After initial contacts between a sales representative of TLC
and a prospective trucking company client, TLC provided the
prospective client with a projection of the cost savings that it
could realize from leasing driver-employees from TLC. TLC also
quoted that prospective client the lease fee that TLC intended to
charge if that trucking company agreed to become a client of TLC.
When TLC was successful in attracting a trucking company as
a client, TLC and that trucking company entered into a contract
entitled “TLC Exclusive Lease Agreement” (exclusive lease agree-
ment), which set forth the agreement between them with respect to
the leasing by such company of driver-employees from TLC.9 When
each trucking company entered into an exclusive lease agreement
with TLC, such trucking company terminated the employment ar-
rangement that it previously had with all of its truck drivers.
Each exclusive lease agreement provided in pertinent part:
9Each exclusive lease agreement was a standard TLC form
contract.

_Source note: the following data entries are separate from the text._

PR #3953, opened 2026-02-25
Handle embedded ResourceContents in vmcp bridge

### LINKED ISSUE #3952: vmcp bridge silently drops embedded ResourceContents from tool results
## Summary

The vmcp bridge in `pkg/vmcp/server/adapter/handler_factory.go` silently discards embedded `ResourceContents` from MCP tool results, replacing them with an empty string. This causes tools that return file content via `NewToolResultResource` (notably `github_get_file_contents` from the GitHub MCP server) to appear to succeed but return no usable content to the model.

## Root cause

In `convertToMCPContent()`:

```go
case "resource":
    // Handle embedded resources if needed
    // For now, convert to text
    slog.Warn("converting resource content to empty text - embedded resources not yet supported")
    return mcp.NewTextContent("")
```

When a tool returns a `mcp.ResourceContents` embedded in a `CallToolResult` (via `utils.NewToolResultResource`), the bridge converts it to an empty `TextContent`. The actual file content — present in `ResourceContents.Text` — is thrown away.

## Observed behaviour

`github_get_file_contents` returns two content items:
1. A `TextContent` with the human-readable description: `"successfully downloaded text file (SHA: <sha>)"`
2. A `ResourceContents` with the actual file text in `ResourceContents.Text` and MIME type

The model receives item 1 (the description) but item 2 is replaced with `""`. The model therefore sees only `"successfully downloaded text file"` with no actual file content — it looks like success but delivers nothing.

## Expected behaviour

For `ResourceContents` with a non-empty `Text` field, the bridge should convert to `mcp.NewTextContent(content.Text)` (or preserve it as a proper embedded resource if the downstream client supports it). For binary `Blob` content, base64 encoding or a resource link would be appropriate.

## Suggested fix

```go
case "resource":
    if content.Text != "" {
        return mcp.NewTextContent(content.Text)
    }
    // Binary blob — could encode as base64 or return a resource link
    slog.Warn("binary embedded resource content not yet supported", "mime_type", content.MimeType)
    return mcp.NewTextContent("")
```

## Impact

Any MCP tool that uses `NewToolResultResource` to return text file content (the standard pattern in the GitHub MCP server for `get_file_contents`) is silently broken when proxied through the vmcp bridge. This affects reading source files from private repositories via the GitHub MCP tool.

JAORMX:
## Summary

- Fix vmcp bridge silently discarding embedded `ResourceContents` from MCP tool results, replacing them with empty strings
- Add bidirectional `EmbeddedResource` handling in content conversion (both `TextResourceContents` and `BlobResourceContents`)
- Change empty-resource fallback to return `EmbeddedResource` instead of `TextContent` to preserve `type: "resource"` semantics

This broke tools like `github_get_file_contents` that return file content via `NewToolResultResource` — the model would see "successfully downloaded text file" but receive no actual file content.

Closes #3952

## Test plan

- [x] Unit tests for `ConvertMCPContent` (MCP SDK → vmcp): text resource, blob resource, empty URI/MimeType
- [x] Unit tests for `convertToMCPContent` (vmcp → MCP SDK): text resource, blob resource, text+data precedence, empty URI/MimeType, empty fallback
- [x] Full `pkg/vmcp/...` test suite passes
- [x] Lint clean

### DIFF
--- a/pkg/vmcp/conversion/content.go
+++ b/pkg/vmcp/conversion/content.go
@@ -29,6 +29,16 @@ func ConvertMCPContent(content mcp.Content) vmcp.Content {
 	if audio, ok := mcp.AsAudioContent(content); ok {
 		return vmcp.Content{Type: "audio", Data: audio.Data, MimeType: audio.MIMEType}
 	}
+	if res, ok := mcp.AsEmbeddedResource(content); ok {
+		if textRes, ok := mcp.AsTextResourceContents(res.Resource); ok {
+			return vmcp.Content{Type: "resource", Text: textRes.Text, URI: textRes.URI, MimeType: textRes.MIMEType}
+		}
+		if blobRes, ok := mcp.AsBlobResourceContents(res.Resource); ok {
+			return vmcp.Content{Type: "resource", Data: blobRes.Blob, URI: blobRes.URI, MimeType: blobRes.MIMEType}
+		}
+		slog.Debug("Embedded resource has unknown resource contents type", "type", fmt.Sprintf("%T", res.Resource))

There were no agreements between TLC and any trucking
company client regarding TLC’s leasing driver-employees to such
trucking company client other than the agreement set forth in the
exclusive lease agreement. The material provisions of each
exclusive lease agreement remained unchanged throughout the
taxable years at issue except for the factor (discussed below)
used to compute the lease fee that each trucking company client
owed TLC.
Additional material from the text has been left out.